## WORK REQUIRED
The lines below that include "import" are to be found and copied.

## RECORDS TO USE

□ □ □ □ □

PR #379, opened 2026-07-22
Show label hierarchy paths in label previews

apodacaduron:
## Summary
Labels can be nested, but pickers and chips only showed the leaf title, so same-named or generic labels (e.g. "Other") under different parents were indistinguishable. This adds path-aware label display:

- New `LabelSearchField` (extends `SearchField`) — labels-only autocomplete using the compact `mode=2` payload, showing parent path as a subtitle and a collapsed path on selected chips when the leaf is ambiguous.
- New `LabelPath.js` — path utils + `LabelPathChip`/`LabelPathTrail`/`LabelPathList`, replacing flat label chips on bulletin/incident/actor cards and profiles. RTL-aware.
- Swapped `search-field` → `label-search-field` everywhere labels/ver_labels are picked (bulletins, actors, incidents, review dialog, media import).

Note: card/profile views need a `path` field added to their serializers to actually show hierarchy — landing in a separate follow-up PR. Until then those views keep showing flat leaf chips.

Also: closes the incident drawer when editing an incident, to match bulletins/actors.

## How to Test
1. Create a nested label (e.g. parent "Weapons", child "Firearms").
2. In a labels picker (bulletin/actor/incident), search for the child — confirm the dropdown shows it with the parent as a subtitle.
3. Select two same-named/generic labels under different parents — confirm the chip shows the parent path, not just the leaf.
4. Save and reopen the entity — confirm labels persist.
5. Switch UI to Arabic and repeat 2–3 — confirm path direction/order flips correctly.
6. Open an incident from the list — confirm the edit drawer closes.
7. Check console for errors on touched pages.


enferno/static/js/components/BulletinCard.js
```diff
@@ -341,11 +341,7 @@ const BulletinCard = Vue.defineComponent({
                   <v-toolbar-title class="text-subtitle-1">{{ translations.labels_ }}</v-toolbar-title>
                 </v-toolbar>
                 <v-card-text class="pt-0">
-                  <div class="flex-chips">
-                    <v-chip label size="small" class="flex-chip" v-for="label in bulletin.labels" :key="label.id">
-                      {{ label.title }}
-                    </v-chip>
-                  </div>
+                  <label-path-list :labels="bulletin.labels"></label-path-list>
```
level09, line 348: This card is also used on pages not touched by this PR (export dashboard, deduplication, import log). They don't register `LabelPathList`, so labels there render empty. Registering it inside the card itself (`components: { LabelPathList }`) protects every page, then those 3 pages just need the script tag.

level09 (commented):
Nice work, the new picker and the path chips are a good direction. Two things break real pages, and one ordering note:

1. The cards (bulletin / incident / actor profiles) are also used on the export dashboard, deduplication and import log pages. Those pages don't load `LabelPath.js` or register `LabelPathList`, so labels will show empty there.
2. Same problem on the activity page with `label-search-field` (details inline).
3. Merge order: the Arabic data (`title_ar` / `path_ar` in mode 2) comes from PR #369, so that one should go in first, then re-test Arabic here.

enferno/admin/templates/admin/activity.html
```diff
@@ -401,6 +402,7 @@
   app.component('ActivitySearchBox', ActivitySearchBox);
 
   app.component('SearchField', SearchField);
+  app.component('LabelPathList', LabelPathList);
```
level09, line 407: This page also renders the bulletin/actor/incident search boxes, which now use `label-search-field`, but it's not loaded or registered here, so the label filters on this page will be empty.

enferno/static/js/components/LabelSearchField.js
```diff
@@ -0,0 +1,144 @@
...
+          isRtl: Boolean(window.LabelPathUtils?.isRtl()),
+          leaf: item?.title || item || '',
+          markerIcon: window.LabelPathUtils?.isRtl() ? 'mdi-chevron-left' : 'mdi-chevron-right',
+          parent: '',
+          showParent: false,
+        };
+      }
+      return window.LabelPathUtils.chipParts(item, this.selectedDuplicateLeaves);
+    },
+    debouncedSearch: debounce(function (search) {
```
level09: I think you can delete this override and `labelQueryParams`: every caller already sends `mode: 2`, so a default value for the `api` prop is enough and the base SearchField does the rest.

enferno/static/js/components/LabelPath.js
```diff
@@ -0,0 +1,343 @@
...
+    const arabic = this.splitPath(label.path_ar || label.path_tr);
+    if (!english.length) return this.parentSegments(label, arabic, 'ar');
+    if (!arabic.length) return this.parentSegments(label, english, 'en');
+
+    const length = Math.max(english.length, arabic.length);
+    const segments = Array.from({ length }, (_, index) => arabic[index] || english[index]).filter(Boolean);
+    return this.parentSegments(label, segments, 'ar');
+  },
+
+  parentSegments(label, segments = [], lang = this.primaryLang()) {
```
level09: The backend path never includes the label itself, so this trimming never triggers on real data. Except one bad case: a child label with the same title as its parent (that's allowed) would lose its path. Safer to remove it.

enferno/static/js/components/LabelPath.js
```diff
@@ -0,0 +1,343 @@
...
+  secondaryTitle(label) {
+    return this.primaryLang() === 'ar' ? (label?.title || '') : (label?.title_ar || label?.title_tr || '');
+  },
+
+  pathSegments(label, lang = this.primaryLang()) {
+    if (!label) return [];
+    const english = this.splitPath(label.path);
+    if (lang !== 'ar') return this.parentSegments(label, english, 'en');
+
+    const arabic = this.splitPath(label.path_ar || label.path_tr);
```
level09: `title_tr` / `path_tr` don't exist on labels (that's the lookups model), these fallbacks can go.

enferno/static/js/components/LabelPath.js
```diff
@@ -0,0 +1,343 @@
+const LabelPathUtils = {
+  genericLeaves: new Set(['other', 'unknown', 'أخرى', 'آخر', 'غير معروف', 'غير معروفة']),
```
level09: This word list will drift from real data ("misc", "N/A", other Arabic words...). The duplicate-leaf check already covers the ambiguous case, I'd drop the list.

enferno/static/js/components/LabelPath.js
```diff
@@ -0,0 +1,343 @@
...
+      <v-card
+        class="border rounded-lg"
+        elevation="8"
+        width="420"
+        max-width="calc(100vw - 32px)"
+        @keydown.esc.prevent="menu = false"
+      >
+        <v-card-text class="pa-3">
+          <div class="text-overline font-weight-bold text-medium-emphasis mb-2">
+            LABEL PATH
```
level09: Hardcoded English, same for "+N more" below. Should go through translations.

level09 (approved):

□ □ □ □ □

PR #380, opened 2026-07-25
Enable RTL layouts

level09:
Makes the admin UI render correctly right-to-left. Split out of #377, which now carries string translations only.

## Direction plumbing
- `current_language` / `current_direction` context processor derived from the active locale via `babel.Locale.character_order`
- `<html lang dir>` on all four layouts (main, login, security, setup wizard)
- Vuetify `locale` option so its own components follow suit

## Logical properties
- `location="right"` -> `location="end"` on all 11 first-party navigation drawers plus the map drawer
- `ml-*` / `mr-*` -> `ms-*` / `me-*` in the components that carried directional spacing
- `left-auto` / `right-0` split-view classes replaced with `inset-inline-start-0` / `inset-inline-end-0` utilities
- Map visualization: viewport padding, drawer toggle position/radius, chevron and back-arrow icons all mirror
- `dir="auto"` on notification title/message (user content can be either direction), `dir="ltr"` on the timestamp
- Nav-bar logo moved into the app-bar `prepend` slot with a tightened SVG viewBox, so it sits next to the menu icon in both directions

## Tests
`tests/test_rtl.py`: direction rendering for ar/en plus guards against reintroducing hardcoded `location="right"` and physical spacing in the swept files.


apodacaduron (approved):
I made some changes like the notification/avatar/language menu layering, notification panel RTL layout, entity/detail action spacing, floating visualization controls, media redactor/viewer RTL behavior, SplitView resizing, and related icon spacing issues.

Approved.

□ □ □ □ □

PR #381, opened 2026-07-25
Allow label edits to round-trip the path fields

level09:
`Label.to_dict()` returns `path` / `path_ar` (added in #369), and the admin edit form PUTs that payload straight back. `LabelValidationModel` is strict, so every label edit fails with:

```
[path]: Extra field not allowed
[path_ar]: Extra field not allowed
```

□ □ □ □ □

## SOLUTION
- Swapped `search-field` → `label-search-field` everywhere labels/ver_labels are picked (bulletins, actors, incidents, review dialog, media import).
level09, line 348: This card is also used on pages not touched by this PR (export dashboard, deduplication, import log). They don't register `LabelPathList`, so labels there render empty. Registering it inside the card itself (`components: { LabelPathList }`) protects every page, then those 3 pages just need the script tag.
1. The cards (bulletin / incident / actor profiles) are also used on the export dashboard, deduplication and import log pages. Those pages don't load `LabelPath.js` or register `LabelPathList`, so labels will show empty there.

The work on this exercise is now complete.